I read both the Virtualization Review performance testing article and the related commentary with quite a bit of interest. I came across this statement in the article:
The key to making this cross-comparison of the hypervisors is ensuring a consistent environment. For each test, every hypervisor was installed on the same server using the same disk system, processor quantity, and memory quantity. The same hardware was used for each test and all software was installed and configured the same way for each test.
I find this confusing. I interpret it to mean that identical hardware was used for testing, as well as some sort of install of the software. But I need to ask: What software? Are we talking about the contents of the virtual machines? Or are we talking about the hypervisors? What exact version of the hypervisors were tested? What the paragraph about does not speak to is the layout of the VMs within the disk system. Did the VMs share a LUN or did they use their own LUN? Hyper-V often requires one LUN per VM if you want Quick Migration support. Is this the way the other hypervisors VMs were also laid out? Since disk I/O is a major issue with performance I would have expected this to be spelled out in great detail.
The other parameters that I expected to see explained were how the VMs were imported into the hypervisors. Were they stood up as new VMs for each hypervisor? Were the VMs the results of a P2V migration? Or were they imported from a library of VMs? Were paravirtualized drivers installed within the VMs? Just how were the VMs configured and created?

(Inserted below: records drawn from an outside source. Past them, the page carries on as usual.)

PR #160, opened 2021-06-11
Add QueryCondition pushdown support

Shelnutt2:
This pushes down filtering on the attribute field. This is currently limited to AND clauses with basic predicates of `>`/`>=`/`=`/`<=`/`<`/`!=` along with `IS NULL` and `IS NOT NULL`.

At this time I opted to re-use the existing range building functionality we have. This minimized the changes needed to start with.

### DIFF
--- a/mytile/ha_mytile.cc
+++ b/mytile/ha_mytile.cc
@@ -304,6 +304,9 @@ int tile::mytile::close(void) {
     if (this->query != nullptr)
       this->query = nullptr;
 
+    if (this->query_condition != nullptr)
+      this->query_condition = nullptr;
+
     // close array
     if (this->array != nullptr && this->array->is_open())
       this->array->close();
@@ -691,6 +694,11 @@ int tile::mytile::init_scan(THD *thd) {
       }
     }
 
+    // If a query condition on an attribute was set, apply it
+    if (this->query_condition != nullptr) {
+      this->query->set_condition(*this->query_condition);
+    }
+
     if (!this->valid_pushed_ranges() &&
         !this->valid_pushed_in_ranges()) { // No pushdown
       if (this->empty_read)
@@ -1038,6 +1046,7 @@ int tile::mytile::rnd_end() {
   dealloc_buffers();
   this->pushdown_ranges.clear();
   this->pushdown_in_ranges.clear();
+  this->query_condition = nullptr;
   // Reset indicators
   this->record_index = 0;
   this->records = 0;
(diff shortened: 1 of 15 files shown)


Shelnutt2:
@ihnorton this is ready for review now.

mytile/ha_mytile.cc
```diff
@@ -1286,26 +1295,111 @@ const COND *tile::mytile::cond_push_func_datetime(const Item_func *func_item) {
...
 
   uint64_t dim_idx = 0;
-  tiledb_datatype_t dim_type = tiledb_datatype_t::TILEDB_ANY;
+  tiledb_datatype_t datatype = tiledb_datatype_t::TILEDB_ANY;
+
+  // Check attributes
+  bool nullable = false;
+  if (this->array_schema->has_attribute(column_field->field_name.str)) {
+
+    // Dense arrays do not support query conditions
```
ihnorton, line 1309: I've been wondering about this because there is a benchmark for QC which uses dense: https://github.com/TileDB-Inc/TileDB/blob/ea3f4c8aac36d66db4ff5167f5a8e2627a4e6601/test/benchmarking/src/bench_dense_attribute_filtering.cc#L84

mytile/ha_mytile.cc
```diff
@@ -1286,26 +1295,111 @@ const COND *tile::mytile::cond_push_func_datetime(const Item_func *func_item) {
...
+    if (this->array_schema->array_type() == TILEDB_DENSE)
+      DBUG_RETURN(func_item);
```
ihnorton, line 1311: will this give a useful error message?

mytile/ha_mytile.cc
```diff
@@ -1286,26 +1295,111 @@ const COND *tile::mytile::cond_push_func_datetime(const Item_func *func_item) {
...
+    int ret = set_range_from_item_datetime(
+        ha_thd(), dynamic_cast<Item_cache_datetime *>(args[1]),
+        dynamic_cast<Item_cache_datetime *>(args[1]), cmp_type, range,
+        datatype);
+
+    if (ret)
+      DBUG_RETURN(func_item);
+
+    // If this is an attribute add it to the query condition
+    if (this->query_condition == nullptr) {
```
ihnorton, line 1392: Do we need to check `use_query_condition` here like below?

ihnorton: nevermind, I see this is handled above at the case entry already, and this clause is different than the ones that check `use_query_condition` before creating the QC.

ihnorton (approved):
Minor ?s but LGTM.

Not necessarily an issue for right now, but as a general question: is there any way we can assert that the query condition is actually applied? Or put another way: would the SQL test clauses still pass if the conditions are not pushed down to libtiledb?

mytile/ha_mytile.cc
ihnorton: (or does it just do the filtering in MariaDB instead?)

mytile/ha_mytile.cc
Shelnutt2: I don't really know, I was getting errors from https://github.com/TileDB-Inc/TileDB/blob/ea3f4c8aac36d66db4ff5167f5a8e2627a4e6601/tiledb/sm/query/reader.cc#L2380

mytile/ha_mytile.cc
Shelnutt2: This makes MariaDB do the filtering instead.

PR #173, opened 2021-09-20
Fix index handling in 10.5

Shelnutt2:
This PR has a few fixes, first we set the dimension order to be the same as the index orders. Next we properly handle MRR keys to only increment the last_key part. That is for MariaDB when using non-inclusive ranges, only the last part of the key is expected to be incremented.

Lastly we handle the key_length not being the same as the TileDB datatype.

### DIFF
--- a/mytile/mytile-range.h
+++ b/mytile/mytile-range.h
@@ -686,10 +686,13 @@ void update_range_from_key_for_super_range(std::shared_ptr<tile::range> &range,
   // TileDB ranges are inclusive
   case Item_func::GT_FUNC: {
     range->operation_type = Item_func::GE_FUNC;
-    if (std::is_floating_point<T>()) {
-      *key_value = std::nextafter(*key_value, std::numeric_limits<T>::max());
-    } else if (!std::is_same<T, char>()) {
-      *key_value += 1;
+    // Only increment last key part
+    if (last_key_part) {
+      if (std::is_floating_point<T>()) {
+        *key_value = std::nextafter(*key_value, std::numeric_limits<T>::max());
+      } else if (!std::is_same<T, char>()) {
+        *key_value += 1;
+      }
     }
 
     // If the lower is null, set it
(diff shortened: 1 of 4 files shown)


mytile/mytile-range.h
```diff
@@ -753,10 +756,14 @@ void update_range_from_key_for_super_range(std::shared_ptr<tile::range> &range,
...
     range->operation_type = Item_func::LE_FUNC;
-    if (std::is_floating_point<T>()) {
-      *key_value = std::nextafter(*key_value, std::numeric_limits<T>::min());
-    } else if (!std::is_same<T, char>()) {
-      *key_value -= 1;
+
+    // Only decrement last key part
+    if (last_key_part) {
+      if (std::is_floating_point<T>()) {
+        *key_value = std::nextafter(*key_value, std::numeric_limits<T>::min());
```
ihnorton, line 763: Should the direction here be conditional on which side of the range we are looking at?

Shelnutt2: You mean if its upper or lower of TIleDB Range?

ihnorton: Yes

ihnorton: I mean that we are going toward `std::numeric_limits<T>::min()` but IIUC that assumes this is the upper range

ihnorton: Oh, this is the last key so it has to be the upper by construction? I'm probably a little confused because some of the internal logic seems to imply that the keys can be out of order, but might have misunderstood (x-ref https://github.com/TileDB-Inc/TileDB-MariaDB/blob/4f2f1c26b0dc74570a87d769b74d47fb33124bf5/mytile/ha_mytile.cc#L2716)

ihnorton: Resolved after discussion.

antalakas (approved):

PR #184, opened 2022-02-25
Update for TileDB 2.6.3

Shelnutt2:
Update for TileDB 2.6.3


mytile/ha_mytile.cc
```diff
@@ -3347,7 +3347,7 @@ mysql_declare_plugin(mytile){
     PLUGIN_LICENSE_PROPRIETARY, /* the plugin license (PLUGIN_LICENSE_XXX) */
     mytile_init_func,           /* Plugin Init */
     NULL,                       /* Plugin Deinit */
-    0x0121,                     /* version number (0.12.1) */
```
robertbindar, line 3350: Update comments on the right to 0.12.5

robertbindar (approved):
Changes seem consistent with past updates. You missed to update some comments in ha_mytile, but apart from that, all good from my side.

mytile/ha_mytile.cc
Shelnutt2: Good catch!

PR #192, opened 2022-06-14
Disable MRR by default

Shelnutt2:
RR is most useful for joins and bulk key access (BKA). MariaDB however also attempts to use MRR if implemented for quick selects. This introduces a new sysvar `mytile_mrr_support` which toggles whether MRR is enabled or if its treated as disable and unavailable.

[sc-18106]


Shelnutt2:
This solves a user issue, so I'm going to merge and release it. I have a followup story to enable MRR automatically if the user requests it for a join operation.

I was looking through the article for several numbers, one I found and the others I did not.
- How many times did the testers run each test? The engineer in me wants to know the math behind the numbers. Perhaps there should have been a graph of runs vs. results — this would help me to determine if caching was involved.
- Were the tests run sequentially? I ask this because disk information is cached at several levels, so we need to know if the tests are running from cache or direct from disk. If you have one VM per LUN, cache comes into play quite a bit. Several disk I/O tools (iozone for example) can disable disk cache capabilities, but repetitive tests will often live within cache, which is not a very accurate disk I/O measurement, as with an average system disk access will not live in the cache. In essence, while the tests were supposed to be of just the hypervisor, the disk subsystem is part of the whole. Was the disk I/O time included in the equation? It appears that disk I/O was included, but this begs the question: how were the VMs laid out on the disk? Were they all using the same LUN? If so then the LUN got pummeled and the numbers are all suspect.
- Where are the numbers for running this same test on physical hardware? Otherwise how can we know if the CPU, RAM, and disk operations numbers make any sense or not? Where is the baseline for the tests?
The most interesting number to me was the time clock, but without knowing how many tests were run, the numbers are so close that the differences could amount to nothing more than mathematical round off or truncation errors. Ever seen a poll that has a documented 3% error, but the results are within 2% of each other? In terms of statistics, this means that they are really the same results. So where are the statistics behind the time clock values?
What I do like about this test is that it is an unoptimized test. In other words, no one went in and optimized the number of spindles per LUN, the SQL implementation, or the other workloads. In other words, the testers did not go out of their way to make anything look particularly good. The tester instead did exactly what a user would do: installed a workload and let it run. The average user is simply not going to optimize his install, he will just run it and expect the best.
On the other hand, many vendors will optimize everything to garner the best results. They will spend hours if not days tweaking this and that to get the best results. I even know one vendor who put a special bit in their hardware that once toggled would just repeat whatever was in cache on the hardware 10 million times. The vendor got great results but they were not real-world results, as you could never pump data to the hardware that fast through the other layers involved. We need more unoptimized performance tests.
If you are going to do performance tests between hypervisors, take care to ensure your VMs are laid out identically with respect to storage, document the use of any paravirtualized drivers, and run the tests many many times so that you can get your statistics correct.
You may find that there is just no clear winner, leaving your choice of hypervisor dependent entirely on the advanced features available within each product.